Linglib.Studies.Harbour2016

Harbour (2016): Impossible Persons — the partition calculus #

[Har16a]

Person categories are derived, not primitive: they are the cells of a partition of the π-lattice induced by two features, ±author and ±participant. Crucially — and this is the thesis of [Har16a] (Ch. 4.2.3, Ch. 9) — the features denote operations on person lattices, not predicates: their values are actions (disjoint addition) and (joint subtraction), "not truth functors, which would reduce the features to first-order predicates, but actions by and on the person lattices."

The operators themselves (//lexComp/nePowerset) are reusable substrate in Syntax.Minimalist.Phi.Lattice; this file builds the partition construction on top and checks the empirical results, which come out by construction rather than being stipulated:

Main declarations #

Main results (all derived, none stipulated) #

The number side ([Har14a]; [Har16a] Ch. 6) is the Phi.Recursion/Corbett2000 bridge.

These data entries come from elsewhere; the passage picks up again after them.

Issue #11629, opened 2022-07-25
broken 'new project' widget when octokit/gh-api returns with null item(s)


szab100:
### Bug description

GH Enterprise (experienced with v3.3.9) instances (or at least its octokit client library) can contain null elements within the pages returned, therefore this ui widget is broken (basically frozen with no error msg) and preventing self-hosted users from setting up prebuilds for their git repositories.

### Steps to reproduce

This might be related to https://github.com/gitpod-io/gitpod/issues/11628, so reproducing might need a huge gh enterprise server with 10s of thousands of repositories OR this may be related to one or more repositories configured in a certain way on our side when this can occur.

geropl:
Fixed in #11630

Issue #11628, opened 2022-07-25
slow 'new project' ui widget with large github enterprise instances


szab100:
### Bug description

The |Team or persona scope| / Projects / New Project widget has been super slow since the feature's debut when running against large Github Enterprise instances with 10s of thousands of repositories under many-100 git-orgs. Since the current implementation is filtering to show only the repos where the current user has 'admin' permissions only after all pages are fetched and it makes the UI wait for the entire result set to be fetched before returning, the UI is frozen for 5-10+ minutes.

### Steps to reproduce

To successfully reproduce this issue, one would probably need access to a super beefy GH Enterprise instance (1k+ git-orgs with 10k+ git repos).

andrew-farries:
Some good suggestions for performance/usability improvements here: 

https://github.com/gitpod-io/gitpod/pull/11630#issuecomment-1195727935

PR #11630, opened 2022-07-25
fix: new project widget broken if 'null' item(s) received from gh api

szab100:
## Description
The |Team or persona scope| / Projects / New Project widget has been super slow since the feature's debut when running against large Github Enterprise instances with 10s of thousands of repositories under many-100 git-orgs. Since the current implementation is filtering to show only the repos where the current user has 'admin' permissions only after all pages are fetched and it makes the UI wait for the entire result set to be fetched before returning, the UI is frozen for 5-10+ minutes.

Still, even as being frozen / super slow (added a TODO to fix / optimize), this feature remained usable, since it is a one-time project setup. However, since we upgraded to GH Enterprise v 3.x, it seems that some returned pages might contain one or more null items, where the current filter expression fails. This PR simply aims at fixing this blocking issue, while not giving a remedy yet for the slowness of this API call.

## Related Issue(s)
https://github.com/gitpod-io/gitpod/issues/11628
https://github.com/gitpod-io/gitpod/issues/11629

Fixes #
https://github.com/gitpod-io/gitpod/issues/11629

## How to test
The fix should be trivial, simply ensure the feature still works after applying this change.

## Release Notes
```release-note
fix: new project widget broken if 'null' item(s) received from gh api
```

### DIFF
--- a/components/server/ee/src/prebuilds/github-service.ts
+++ b/components/server/ee/src/prebuilds/github-service.ts
@@ -25,6 +25,10 @@ export class GitHubService extends RepositoryService {
     @inject(TokenService) protected tokenService: TokenService;
     @inject(GithubContextParser) protected githubContextParser: GithubContextParser;
 
+    // TODO: consider refactoring this to either use GH Search API w/ typeahead search only OR
+    // return results in a stream, appending pages as being fetched (via callback below) OR
+    // simply use octokit.request w/ basic paginated api funcs (return # of pages + return a single page),
+    // so the UI can remain interactive vs. currently frozen for 5-10+ mins until all pages are fetched.
     async getRepositoriesForAutomatedPrebuilds(user: User): Promise<ProviderRepository[]> {
         const octokit = await this.githubApi.create(user);
         const repositories = await octokit.paginate(
@@ -32,7 +36,8 @@ export class GitHubService extends RepositoryService {
             { per_page: 100 },
             (response) =>
                 response.data
-                    .filter((r) => !!r.permissions?.admin)
+                    // On very large GH Enterprise (3.3.9) instances, items can be null
+                    .filter((r) => !!r?.permissions?.admin)
                     .map((r) => {
                         return <ProviderRepository>{
                             name: r.name,


andrew-farries (approved):
Thanks @szab100. The change looks good. This feels like a bug in GHE or octokit - perhaps worth following up with those projects.

/hold for CLA

meysholdt:
hi @szab100, and thank you for your contribution! Can you please sign our CLA via [this DocuSign form](https://eu.docusign.net/Member/PowerFormSigning.aspx?PowerFormId=30e1aa46-cce5-4bc6-a933-ad02cd8d5ada&env=eu&acct=86335c2c-01b9-4edc-a187-014f5150a112&v=2)? If there are any questions, you can reach me via moritz@gitpod.io.

szab100:
> hi @szab100, and thank you for your contribution! Can you please sign our CLA via [this DocuSign form](https://eu.docusign.net/Member/PowerFormSigning.aspx?PowerFormId=30e1aa46-cce5-4bc6-a933-ad02cd8d5ada&env=eu&acct=86335c2c-01b9-4edc-a187-014f5150a112&v=2)? If there are any questions, you can reach me via [moritz@gitpod.io](mailto:moritz@gitpod.io).

done.

meysholdt:
Thx for signing the CLA!

szab100:
> Thanks @szab100. The change looks good. This feels like a bug in GHE or octokit - perhaps worth following up with those projects.
> 
> /hold for CLA

I agree, that octokit client lib should never really return 'null' values, perhaps it is due to failed / retried paginated requests.

About the other mentioned issue (performance): it would be nice to see an improvement on that too soon, a few more comments / suggestions for that:
- a pure typeahead search would probably provide a great user experience as it could completely eliminate waiting..
- we might want to return the current_user != admin repos as well, marking the objects, so the UI can show them as greyed out / unselectable (with a comment explaining this action needs admin) => less confusing than not seeing the repository the user is looking for.
- returning a stream could be good too, the UI could interactively load the results & show the progress (not sure if octokit returns the counter or # of total pages upfront to show a deterministic progress bar).
- I have not tested, but I believe even just adding the 'affiliation: collaborator' (server-side) filter to the current octokit call would make it much better than today as - although it is a lower permission level than we need - it should greatly decrease the number of pages to fetch & further filter on, skipping the prob 10s of thousands of repositories where the user is not even a collaborator.

andrew-farries:
> a few more comments / suggestions for that:

Thanks for these 👍. I've added them to https://github.com/gitpod-io/gitpod/issues/11628 so they don't get lost.

PR #11642, opened 2022-07-26
[local-preview] Add new Telemetry

### LINKED ISSUE #11301: Local Preview Telemetry: Beginning of Installation
For the local preview installation method we want to not only know how many users successfully installed it, but also how many tired in order to get an understanding of the success rate. This helps us understand how complicated or easy it is to install, and can potentially be used to measure the impact of any improvements. 

Get telemetry on the number of users who tried installing

- Wrapper bash script that sends data to segment
- Measure number of image downloads

## Additional context
- Internal [chat](https://gitpod.slack.com/archives/C01KLC56NP7/p1657603801141869)

Pothulapati:
## Description

Currently, The telemetry of `local-preview` is the same as any self-hosted install which
means that these telemetry cronjob is run daily, and also once when the installation is ready.
This information isn't as useful, as the properties aren't that important for a short-lived
installation.

Instead, It would make sense to have telemetry on each event of the `local-preview`
command itself so that we can measure the Installation success rate,  Time taken, etc
to improve the overall UX of `local-preview`. This will be more important for us
to understand the usage of `local-preview` itself.

This PR fixes that by attaching a telemetry event to be sent, for each status update
in `local-preview`. For this to work, A anonymous User ID is generated and used
for all status updates.

Event Schema:

```
analytics.track({
    userId: userId,
    event: "localpreview_status",
    properties: {
        status: "checking prerequisites" | "starting gitpod" | "gitpod ready"
    }
})
```

## Related Issue(s)

Fixes #11301 

## How to test

Run

```
docker run -p 443:443 --privileged --name gitpod --rm -it -v gitpod:/var/gitpod eu.gcr.io/gitpod-core-dev/build/local-preview:tar-lp-telemetry.26
```

## Release Notes

```release-note
[local-preview] Add separated anonymous telemetry
```

## Werft options:

- [ ] /werft with-preview

### DIFF
--- a/install/preview/prettylog/go.mod
+++ b/install/preview/prettylog/go.mod
@@ -1,10 +1,9 @@
-module github.com/gitpod-io/gitpod/olpi/prettylog
+module github.com/gitpod-io/gitpod/install/preview/prettylog
 
 go 1.18
 
-require github.com/pterm/pterm v0.12.41
-
 require (
+	github.com/pterm/pterm v0.12.41
 	github.com/atomicgo/cursor v0.0.1 // indirect
 	github.com/gookit/color v1.5.0 // indirect
 	github.com/mattn/go-runewidth v0.0.13 // indirect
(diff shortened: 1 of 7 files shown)


install/preview/prettylog/main.go
```diff
@@ -72,3 +85,22 @@ func main() {
 		panic(err)
 	}
 }
+
+func send_telemetry(event string) {
+	if segmentIOToken == "" {
+		panic("No segmentIOToken set during build")
+	}
+
+	client, _ := analytics.NewWithConfig(segmentIOToken, analytics.Config{})
```
Pothulapati, line 94: Should we panic on these err's? 🤔

install/preview/prettylog/go.mod
```diff
@@ -1,15 +1,21 @@
-module github.com/gitpod-io/gitpod/olpi/prettylog
+module github.com/gitpod-io/gitpod/install/prettylog
```
MrSimonEmms, line 1: Should this be?
```suggestion
module github.com/gitpod-io/gitpod/install/preview/prettylog
```

MrSimonEmms (approved):
/hold one nit question - if you want to ignore, feel free to unhold

PR #11643, opened 2022-07-26
[server] add http endpoint workspacePageClose for beacon

mustard-mh:
## Description

Add HTTP endpoint for supervisor frontend to send heartbeat when user's leaving the browser

In the current implementation of supervisor-frontend, we will send some requests before/during browser unload, which may cause some data loss since requests will be canceled after 1 second once user close the tab. 

https://github.com/gitpod-io/gitpod/blob/00d510825c93b01bc3865c81d909d80ac6cf38df/components/supervisor/frontend/src/ide/heart-beat.ts#L45-L58

We will move those requests to use [Navigator.sendBeacon](https://developer.mozilla.org/en-US/docs/Web/API/Navigator/sendBeacon) to avoid data loss.

So this PR is going to add HTTP post endpoint for sendBeacon

see also [internal chat](https://gitpod.slack.com/archives/C01KGM9BH54/p1658742853684919?thread_ts=1658720614.040559&cid=C01KGM9BH54)

## Related Issue(s)

Fixes #

## How to test

- Open a workspace in preview env
- Get needed info from cookie (preview env logged in cookie and workspace auth cookie)
- CURL to see if API works
```bash
curl -X "POST" "https://hw-hb.preview.gitpod-dev.com/api/auth/workspacePageClose/<instance_id>" \
     -H 'Cookie: _hw_hb_preview_gitpod_dev_com_=****;_hw_hb_preview_gitpod_dev_com_ws_****_owner_=****' \
     -H 'Content-Type: application/json; charset=utf-8' \
     -d $'{
  "sessionId": "1"
}'
```
- Use `gpctl workspaces last-heartbeat <instance_id>` to see if heartbeat sent
- Use `kubectl get pods ws-<instance_id> -oyaml | yq4 .metadata.annotations | grep closed` to see if `wasClosed` works

## Release Notes

```release-note
NONE
```

## Werft options:

- [x] /werft with-preview

### DIFF
--- a/components/server/src/user/user-controller.ts
+++ b/components/server/src/user/user-controller.ts
@@ -27,9 +27,12 @@ import { TosCookie } from "./tos-cookie";
 import { TosFlow } from "../terms/tos-flow";
 import { increaseLoginCounter } from "../../src/prometheus-metrics";
 import { v4 as uuidv4 } from "uuid";
-import { ScopedResourceGuard } from "../auth/resource-access";
+import { OwnerResourceGuard, ScopedResourceGuard } from "../auth/resource-access";
 import { OneTimeSecretServer } from "../one-time-secret-server";
 import { trackSignup } from "../analytics";
+import { WorkspaceManagerClientProvider } from "@gitpod/ws-manager/lib/client-provider";
+import { EnforcementControllerServerFactory } from "./enforcement-endpoint";
+import { ClientMetadata } from "../websocket/websocket-connection-manager";
 
 @injectable()
 export class UserController {
@@ -46,6 +49,9 @@ export class UserController {
     @inject(LoginCompletionHandler) protected readonly loginCompletionHandler: LoginCompletionHandler;
     @inject(OneTimeSecretServer) protected readonly otsServer: OneTimeSecretServer;
     @inject(OneTimeSecretDB) protected readonly otsDb: OneTimeSecretDB;
+    @inject(WorkspaceManagerClientProvider)
+    protected readonly workspaceManagerClientProvider: WorkspaceManagerClientProvider;
+    @inject(EnforcementControllerServerFactory) private readonly serverFactory: EnforcementControllerServerFactory;
 
     get apiRouter(): express.Router {
         const router = express.Router();
@@ -279,6 +285,64 @@ export class UserController {
                     domain: `.${this.config.hostUrl.url.host}`,
                 });
                 res.sendStatus(200);
+            },
+        );
+
+        router.post(
+            "/auth/workspacePageClose/:instanceID",
+            async (req: express.Request, res: express.Response, next: express.NextFunction) => {
+                if (!req.isAuthenticated() || !User.is(req.user)) {
+                    res.sendStatus(401);
+                    log.warn("unauthenticated workspacePageClose", { instanceId: req.params.instanceID });
+                    return;
+                }
+
+                const user = req.user as User;
+                if (user.blocked) {
+                    res.sendStatus(403);
+                    log.warn("blocked user attempted to workspacePageClose", {
+                        instanceId: req.params.instanceID,
+                        userId: user.id,
+                    });
+                    return;
+                }
+
+                const instanceID = req.params.instanceID;
+                if (!instanceID) {
+                    res.sendStatus(400);
+                    log.warn("attempted to workspacePageClose without instance ID", {
+                        instanceId: req.params.instanceID,
+                        userId: user.id,
+                    });
+                    return;
+                }
+                const sessionId = req.body.sessionId;
+                const server = this.createGitpodServer(user);
+                try {
+                    await server.sendHeartBeat({}, { wasClosed: true, instanceId: instanceID });
+                    /** no await */ server
+                        .trackEvent(
+                            {},
+                            {
+                                event: "ide_close_signal",
+                                properties: {
+                                    sessionId,
+                                    instanceId: instanceID,
+                                    clientKind: "supervisor-frontend",
+                                },
+                            },
+                        )
+                        .catch((err) =>
+                            log.warn({ userId: user.id }, "workspacePageClose: failed to track ide close signal", err),
+                        );
+                    res.sendStatus(200);
+                } catch (e) {
+                    log.error("workspacePageClose failed", e);
+                    res.sendStatus(500);
+                    return;
+                } finally {
+                    server.dispose();
+                }
             },
         );
         if (this.config.enableLocalApp) {
@@ -704,5 +768,18 @@ export class UserController {
 
         log.debug({ sessionId: req.sessionID }, "The redirect URL does not match", { query: req.query });
         return;
+    }
+
+    private createGitpodServer(user: User) {
+        const server = this.serverFactory();
+        server.initialize(
+            undefined,
+            user,
+            new OwnerResourceGuard(user.id),
+            ClientMetadata.from(user.id),
+            undefined,
+            {},
+        );
+        return server;
     }
 }


components/server/src/user/user-controller.ts
```diff
@@ -281,6 +286,95 @@ export class UserController {
                 res.sendStatus(200);
             },
         );
+
+        router.post(
+            "/auth/sendHeartbeat/:instanceID",
```
akosyakov, line 291: not sure why `auth`? 

We should call it not `sendHeartbeat` but something `logWorkspacePageClose`. It is not about heartbeating, but recording a fact that the page was closed.

components/server/src/user/user-controller.ts
```diff
@@ -281,6 +286,95 @@ export class UserController {
...
+                const instanceID = req.params.instanceID;
+                if (!instanceID) {
+                    res.sendStatus(400);
+                    log.warn("attempted to send heartbeat without instance ID", {
+                        instanceId: req.params.instanceID,
+                        userId: user.id,
+                    });
+                    return;
+                }
+                const [workspace, instance] = await Promise.all([
```
akosyakov, line 320: is it copied from somewhere? can we extract it to some service and reuse in both places that code of sending heartbeating is not duplicated

components/server/src/analytics.ts
```diff
@@ -46,6 +46,32 @@ export async function trackSignup(user: User, request: Request, analytics: IAnal
     });
 }
 
+export async function trackIDECloseSignal(
```
akosyakov, line 49: I think it should be inlined in route, there is no need to reuse it somewhere

akosyakov:
> add http send heartbeat endpoint

Please make it sure to update the PR description to explain why we do it instead of using Gitpod API, i.e. it is not about general heartbeating, but making sure that we report close signal always. General heartbeating still happens using Gitpod API, but it is not reliable to use while page is unloading.

components/server/src/analytics.ts
```diff
@@ -46,6 +46,32 @@ export async function trackSignup(user: User, request: Request, analytics: IAnal
...
+    clientKind: string,
+    sessionId?: string,
+) {
+    // make new complete identify call for each login
+    await fullIdentify(user, request, analytics);
+
+    // track the ide close signal
+    analytics.track({
+        userId: user.id,
+        anonymousId: stripCookie(request.cookies.ajs_anonymous_id),
```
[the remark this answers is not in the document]
mustard-mh: TrackEvent will add them too
https://github.com/gitpod-io/gitpod/blob/20fe1e55df48361a3f74a746d5b75fc734d3ae39/components/server/src/workspace/gitpod-server-impl.ts#L2962-L2990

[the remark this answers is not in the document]
akosyakov: Can we extarct trackEvent to some common service and call it as well from here?

components/server/src/user/user-controller.ts
mustard-mh: It's a copy from code above, we can refactor the code but not in this PR?

components/server/src/analytics.ts
mustard-mh: Should we respect the original structure of the code? Make code align to previous is better
 
https://github.com/gitpod-io/gitpod/blob/20fe1e55df48361a3f74a746d5b75fc734d3ae39/components/server/src/user/user-controller.ts#L32

components/server/src/user/user-controller.ts
akosyakov: I think we should refactor in this PR. copy/pasting is not good.

mustard-mh: Refactor should go with add middlewares like userVerify, workspaceOwnedVerify etc,

It'll increase the difficulty of PR testing, and maybe break something, that all these APIs are very important

components/server/src/analytics.ts
akosyakov: I'm not sure what you mean?

The server is built with https://github.com/inversify/InversifyJS for configurations which resolves around classes. If we want to reuse some functions from GitpodSerevr then we should move them to some existing services or to some intermediate which have sense conceptually.

We can also create a new instance of server as it is done here and call it instead: https://github.com/gitpod-io/gitpod/blob/2f0b9462b0451f0974434fa36bd757420ef04e34/components/server/src/user/enforcement-endpoint.ts#L50-L52

components/server/src/user/user-controller.ts
akosyakov: We need to verify these things for this endpoint as well, no?

components/server/src/analytics.ts
mustard-mh: If we want to use server like this, we will copy-paste needed code in this file 😅

mustard-mh: I'd like to keep the code

mustard-mh: Reuse of `enforcement-endpoint` need to refactor `enforcement-endpoint.ts` file too, since it's not that reusable. And have some permission check

akosyakov: I don't think we need to touch encofcement endpoint.

We have a user and it should be enough:
```ts
@inject(EnforcementControllerServerFactory) private readonly serverFactory: EnforcementControllerServerFactory;

private createGitpodServer(user: User) {
        const server = this.serverFactory();
        server.initialize(undefined, user, new OwnerResourceGuard(user.id), ClientMetadata.from(user.id), undefined, {});
        return server;
    }
```

we can rename EnforcementControllerServerFactory to GitpodServerFactory?

components/server/src/user/user-controller.ts
```diff
@@ -281,6 +286,95 @@ export class UserController {
...
+                    this.workspaceDB.findByInstanceId(instanceID),
+                    this.workspaceDB.findInstanceById(instanceID),
+                ]);
+                if (!workspace || instance?.status.phase !== "running") {
+                    res.sendStatus(404);
+                    log.warn("attempted to send heartbeat for non-existent workspace instance", {
```
andreafalzetti, line 326: should this be `log.warn(<context>, <message>)`? [[1]](https://github.com/gitpod-io/gitpod/blob/main/components/gitpod-protocol/src/util/logging.ts#L53)

I think `userId`, `istanceId` are part of [LogContext](https://github.com/gitpod-io/gitpod/blob/main/components/gitpod-protocol/src/util/logging.ts#L14-L19)

components/server/src/analytics.ts
mustard-mh: Thank you @akosyakov 🙏

components/server/src/user/user-controller.ts
mustard-mh: @andreafalzetti  See here https://github.com/gitpod-io/gitpod/blob/9b46ff3a216d5e598b91abf832569b91bad3e10d/components/server/src/user/user-controller.ts#L205-L208

components/server/src/user/user-controller.ts
```diff
@@ -281,6 +287,60 @@ export class UserController {
...
+                            {
+                                event: "ide_close_signal",
+                                properties: {
+                                    sessionId,
+                                    instanceId: instanceID,
+                                    clientKind: "supervisor-frontend",
+                                },
+                            },
+                        )
+                        .catch((err) => log.warn({ userId: user.id }, "trackIDECloseSignal", err));
```
akosyakov, line 335: "workspacePageClose: failed to track ide close signal"

components/server/src/user/user-controller.ts
mustard-mh: I thought `log` support a lot of param pairs, and we used to make log string first param

components/server/src/user/user-controller.ts
```diff
@@ -281,6 +287,62 @@ export class UserController {
...
+                    res.sendStatus(400);
+                    log.warn("attempted to workspacePageClose without instance ID", {
+                        instanceId: req.params.instanceID,
+                        userId: user.id,
+                    });
+                    return;
+                }
+                const sessionId = req.body.sessionId;
+                try {
+                    const server = this.createGitpodServer(user);
```
akosyakov, line 321: I'm not sure, but maybe we need `try-finally` to call `server.dispose`.

components/server/src/user/user-controller.ts
mustard-mh: I'm not quite sure if the order of params will affect the query in gcloud, I unresolved this conversation and maybe webApp team can answer us

components/server/src/user/user-controller.ts
```diff
@@ -705,4 +769,17 @@ export class UserController {
         log.debug({ sessionId: req.sessionID }, "The redirect URL does not match", { query: req.query });
         return;
     }
+
+    private createGitpodServer(user: User) {
+        const server = this.serverFactory();
+        server.initialize(
+            undefined,
+            user,
+            new OwnerResourceGuard(user.id),
```
geropl, line 778: Note: This line ensures that only the owner can access the `sendHeartbeat` method for their instances.

geropl (approved):
Code LGTM

components/server/src/user/user-controller.ts
```diff
@@ -281,6 +287,64 @@ export class UserController {
...
+                                },
+                            },
+                        )
+                        .catch((err) =>
+                            log.warn({ userId: user.id }, "workspacePageClose: failed to track ide close signal", err),
+                        );
+                    res.sendStatus(200);
+                } catch (e) {
+                    log.error("workspacePageClose failed", e);
+                    res.sendStatus(500);
```
akosyakov, line 341: @mustard-mh I just realised that it is wrong, i.e. if a user tries to access a workspace to which they don't have access it will pop up in our metrics like 500 (i.e. our failure), than it should be 403. Could you have a look sendHeartbeat method and translate exceptions properly? 🙏 cc @gitpod-io/engineering-webapp

components/server/src/user/user-controller.ts
akosyakov: ouch, it is a valid point in case of live sharing cc @mustard-mh we need to check how construct proper guard similar how we do for web socket connections, i think there should be a service fro HTTP connections as well already

components/server/src/user/user-controller.ts
geropl: > I'm not quite sure if the order of params will affect the query in gcloud

@mustard-mh It does indeed.

> we used to make log string as first param in most cases

That's not good. The expected order is: logContext, message, error, payload.

PR #743, opened 2021-05-11
MathJax

OverLordGoldDragon:
SVG rendering and extended math syntax; done via CDN, no install (unless offline), and works on Windows (unlike `imgmath`).


edouardoyallon (approved):
I'm pros merging.

PR #746, opened 2021-05-25
Deprecate `vectorize`

OverLordGoldDragon:
This fixes dev and passes all 1D tests. But it goes further:

 1. Removed `Modulus` implementations. The cited purpose is "stability" and "not returning NaNs for gradients", but `torch.abs(x)` accomplishes the same AFAIK, and `test_modulus()` passes.
 2. Dropped trailing dim everywhere (i.e. `view_as_real`) except `subsample_fourier` since complex `mean()` isn't implemented in 1.7. I'm not aware of its need beyond modulus; it only complicates code.
 3. Dropped `fft(normalized=False)`. If this was for performance by sparing a division, it makes intuitive sense but I saw no difference in my benchmarks. It makes outputs conflict with numpy's, makes the implementation numerically incorrect, and complicates correctness tests by requiring this difference accounted (and differently for first and second orders).
 4. Dropped `vectorize`, as was planned, and rerouted logic as `True -> out_type=="array" and average`, and `False -> out_type=="list" or not average`.
 5. Improved test debugging and local-friendliness via `run_without_pytest`. 

### Todo

 - [ ] Docs (will change after review)
 - [ ] 2D & 3D (I leave this to devs)

### DIFF
--- a/kymatio/backend/torch_skcuda_backend.py
+++ b/kymatio/backend/torch_skcuda_backend.py
@@ -1,5 +1,4 @@
 import torch
-from skcuda import cublas
 
 
 class TorchSkcudaBackend:
@@ -7,11 +6,11 @@ class TorchSkcudaBackend:
 
     @staticmethod
     def _is_complex(x):
-        return x.shape[-1] == 2
+        return torch.is_complex(x)
 
     @staticmethod
     def _is_real(x):
-        return x.shape[-1] == 1
+        return 'float' in str(x.dtype)
 
     @classmethod
     def cdgmm(cls, A, B):
@@ -50,17 +49,14 @@ class TorchSkcudaBackend:
 
         """
         if not cls._is_complex(A):
-            raise TypeError('The input should be complex (i.e. last dimension is 2).')
+            raise TypeError('The input should be complex (got %s).' % A.dtype)
 
-        if not cls._is_complex(B) and not cls._is_real(B):
+        if not (cls._is_complex(B) or cls._is_real(B)):
             raise TypeError('The filter should be complex or real, indicated by a '
                             'last dimension of size 2 or 1, respectively.')
 
-        if A.shape[-len(B.shape):-1] != B.shape[:-1]:
+        if A.shape[-B.ndim:-1] != B.shape[:-1]:
             raise RuntimeError('The filters are not compatible for multiplication.')
-
-        if A.dtype is not B.dtype:
-            raise TypeError('Input and filter must be of the same dtype.')
 
         if not A.is_cuda or not B.is_cuda:
             raise TypeError('Input and filter must be CUDA tensors.')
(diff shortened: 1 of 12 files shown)


lostanlen:
@janden or @eickenberg or @edouardoyallon, would you have the time to review this?

janden:
First, it will be easier in the long run to rebase dev onto master to solve the torch compatibility issues. I will look into this later today or tomorrow.

Second, given that these are quite separate fixes, it would be better to split them into smaller PRs.

OverLordGoldDragon:
> First, it will be easier in the long run to rebase dev onto master to solve the torch compatibility issues

Agreed the big commit should precede

> split them into smaller PRs.

1 and 2 are dependent. Separating anything would require separate modifications to tests. I think the overall size is reasonable - we can review one thing at a time.

janden:
I would still prefer keeping PRs smaller. It makes for shorter review cycles and prevents features being held up unnecessarily while others are being ironed out.

eickenberg:
I took a look. It uses complex numbers. So let's release the dev-master rebase as is before we get to these more fundamental changes.

kymatio/backend/torch_skcuda_backend.py
```diff
@@ -50,37 +49,19 @@ def cdgmm(cls, A, B):
...
-            m, n = B.nelement() // 2, A.nelement() // B.nelement()
-            lda = m
-            ldc = m
-            incx = 1
-            handle = torch.cuda.current_blas_handle()
-            stream = torch.cuda.current_stream()._as_parameter_
-            cublas.cublasSetStream(handle, stream)
-            cublas.cublasCdgmm(handle, 'l', m, n, A.data_ptr(), lda, B.data_ptr(), incx, C.data_ptr(), ldc)
-            return C
+        return A * B
```
eickenberg, line 67: this is only valid if pytorch actually calls `Cdgmm` which may not be the case (it would need to understand to replace 1d->2d broadcasting with this op. does it do that?)

OverLordGoldDragon:
@eickenberg Preferably number it <0.3.0 to reserve major version for the full merger.

kymatio/backend/torch_skcuda_backend.py
OverLordGoldDragon: Unsure what you mean; complex arithmetic follows same broadcasting rules as real, no? All tests pass.

janden:
Closing this since #749 supersedes.

OverLordGoldDragon:
Why close? 'smaller' is a subset of this, this'll come right after.

OverLordGoldDragon:
Or reopen after merging the other? Same idea as with JTFS

janden:
Sure, as long as the commit history is cleaned up.

MuawizChaudhary (changes requested):
The addition of .github/workflows, benchmarks, citation addition, documentation changes, example changes, tools changes/removal should each be a seperate, well needed, PR. 

Please seperate this PR out into 5-7 seperate PRs.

The partition construction (over Phi.Lattice's operators) #

def Harbour2016.refine {Ω : Type u_1} [DecidableEq Ω] (siblings : List (Finset (Finset Ω))) (c : Finset (Finset Ω)) :
Finset (Finset Ω)

Lexical Complementarity over a sibling family + the φ domain restriction ([Har16a] (31), §4.4): confine a cell c by removing every sibling cell properly contained in it (Phi.Lattice.lexComp across the family), then winnow the empty set (there are no empty persons).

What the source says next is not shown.